Turning from contexts to identities, “Multidimensional Diversity and Research Impact in Political Science: What 50 Years of Bibliometric Data Tell Us” assesses disparities in the production, reproduction, and evaluation of disciplinary knowledge, as well as how they vary by authors’ intersectional identities. Carrying out multivariate regression models on a dataset of more than 200,000 research articles from 1970 to 2020, Yuner Zhu and Edmund W. Cheng examine publication gaps (the degree to which articles authored by historically excluded scholars are disproportionately sorted into lower-tier journals); within-journal citation gaps (the disparity in citation counts between historically excluded authors and their majority counterparts when their works are published in the same journals); and evaluation gaps (the degree to which minority-concentrated topics receive fewer citations than majority-concentrated topics). Results point positively to political science’s increasing diversification but also highlight continued inequalities that are more subtle because they entail covert forms of devaluation. This reflection essay illustrates the value of a disaggregated approach to assessing gender, racial/ethnic, and geographic inequalities across the discipline, encouraging ongoing nuance on these questions.

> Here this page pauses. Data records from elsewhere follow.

PR #286, opened 2024-08-16
khepri_machine: Restore `#unregister_projection{}` for backward-compatibility

dumbbell:
## Why

Even though this version of Khepri never emits `#unregister_projection{}`, existing WAL files may still contain that command.

## How

To not break these existing deployment, `apply/3` accepts `#unregister_projection{}` again. It converts it to the new `#unregister_projections{}` command and recurses.

### DIFF
--- a/src/khepri_machine.erl
+++ b/src/khepri_machine.erl
@@ -127,6 +127,15 @@
                    #dedup_ack{}.
 %% Commands specific to this Ra machine.
 
+-type old_command() :: #unregister_projection{}.
+%% Old commands that are still accepted by the Ra machine but never created.
+%%
+%% Even though Khepri no longer creates these commands, they may still be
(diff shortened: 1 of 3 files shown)


the-mikedavis (commented):
Codewise :+1:

For the commit description and the comment in `apply/3` though I think it's more general to say that the command might be "in existing Raft logs". The WAL is a temporary place to store commands as a performance optimization and the command might also be in segment files. But both are part of the Raft log.

dumbbell:
Good point @the-mikedavis, I improved the wording.

the-mikedavis (approved):

dumbbell:
I added a test case that just makes sure the machine code won't crash. It doesn't verify if the projections are actually unregistered.

PR #287, opened 2024-08-22
Fixes to `khepri_cluster` member queries

dumbbell:
This pull request contains a set of patches to fix the functions to query Ra members and nodes in `khepri_cluster`:
* The return value in case of a timeout was not aligned with the type spec and inconsistent with what other functions do.
* The timeout argument may not have been honored in the case of a `noproc`.
* The query was not retried after a `noconnection` error and a few other related errors.

### DIFF
--- a/src/khepri_cluster.erl
+++ b/src/khepri_cluster.erl
@@ -1236,6 +1236,16 @@ do_query_members(StoreId, RaServer, QueryType, Timeout) ->
                        [StoreId]),
                     Error
             end;
+        {error, Reason}
+          when ?HAS_TIME_LEFT(Timeout) andalso
+               (Reason == noconnection orelse
+                Reason == nodedown orelse
+                Reason == shutdown) ->
+            NewTimeout0 = khepri_utils:end_timeout_window(Timeout, T0),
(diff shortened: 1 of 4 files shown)


src/khepri_cluster.erl
```diff
@@ -1235,6 +1236,21 @@ do_query_members(StoreId, RaServer, QueryType, Timeout) ->
...
                     Error
             end;
+        {error, Reason}
+          when ?HAS_TIME_LEFT(Timeout) andalso
+               (Reason == noconnection orelse
+                Reason == nodedown orelse
+                Reason == shutdown) ->
+            NewTimeout0 = khepri_utils:end_timeout_window(Timeout, T0),
+            NewTimeout = khepri_utils:sleep(
+                           ?NOPROC_RETRY_INTERVAL, NewTimeout0),
```
the-mikedavis, line 1246: Not totally related to this change but should we rename this constant to something like `TRANSIENT_ERROR_RETRY_INTERVAL` now that we use it for other error reasons?

dumbbell: You are right. I can prepare another pull request.

the-mikedavis (approved):

PR #12026, opened 2021-02-02
Fix up of #11969: correct logic for heading levels in getFormatfieldSpeech

michaelDCurran:
### Link to issue number:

Finally, “‘Like Us, but Not Quite Us’: Researching Gender Politics in Autocratic Contexts” delves into the specific ways in which researchers’ identities interact with their subject matter to influence the very process of doing research. Nermin Allam argues that, in hypermasculinized, patriarchal, and oppressive regimes, feminist researchers carrying out fieldwork face ethical dilemmas, logistical challenges, and difficult epistemological questions. Seven semi-structured interviews with feminist political scientists who were born and raised in the Middle East or North Africa but are now based at Western academic institutions examine the impact of authoritarianism, patriarchy, and researchers’ own insider/outsider positionality upon the research process and the knowledge to which it gives rise. Allam’s analysis finds that researching gender politics is a contentious topic that puts researchers on the radar of the state; for scholars from the region, the issue is compounded by the fact that regimes in their country of origin sometimes view them as traitors tarnishing the image of the government. Within the broader society, furthermore, the politics of representation and gendered restrictions on researchers’ mobility within the field can impose other limitations and expectations on female scholars. The article expands our understanding of the interplay between identity politics, fieldwork practices, and knowledge production, providing direction for the exploration of these dynamics in other complex political and social settings.